BEGIN SOURCE MATERIAL
PR #1275, opened 2026-06-20
Refactor/frontend card primitives

omrishiv:
*Issue #, if available:*

*Description of changes:*

Extracts common components for the frontend UI to enable reuse
Updates the Kiro instructions for servers to support DCR


aarora79:
Follow-up: #1319 (merged) builds on this PR's partial primitive extraction by deduplicating ServerCard and CustomEntityCard onto the shared `cards/` primitives with their look kept byte-identical to main (guarded by a new class-set snapshot test). The remaining three cards (Agent, Skill, VirtualServer) were deferred because finishing the full dedup would require homogenizing card layout and actions, which is a much bigger lift.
END SOURCE MATERIAL
- **YOUR INSTRUCTIONS**:
All of the data above needs to be retyped exactly, with each line as it stands.

- **RESPONSE**:
PR #1275, opened 2026-06-20
Refactor/frontend card primitives

omrishiv:
*Issue #, if available:*

*Description of changes:*

Extracts common components for the frontend UI to enable reuse
Updates the Kiro instructions for servers to support DCR


aarora79:
Follow-up: #1319 (merged) builds on this PR's partial primitive extraction by deduplicating ServerCard and CustomEntityCard onto the shared `cards/` primitives with their look kept byte-identical to main (guarded by a new class-set snapshot test). The remaining three cards (Agent, Skill, VirtualServer) were deferred because finishing the full dedup would require homogenizing card layout and actions, which is a much bigger lift.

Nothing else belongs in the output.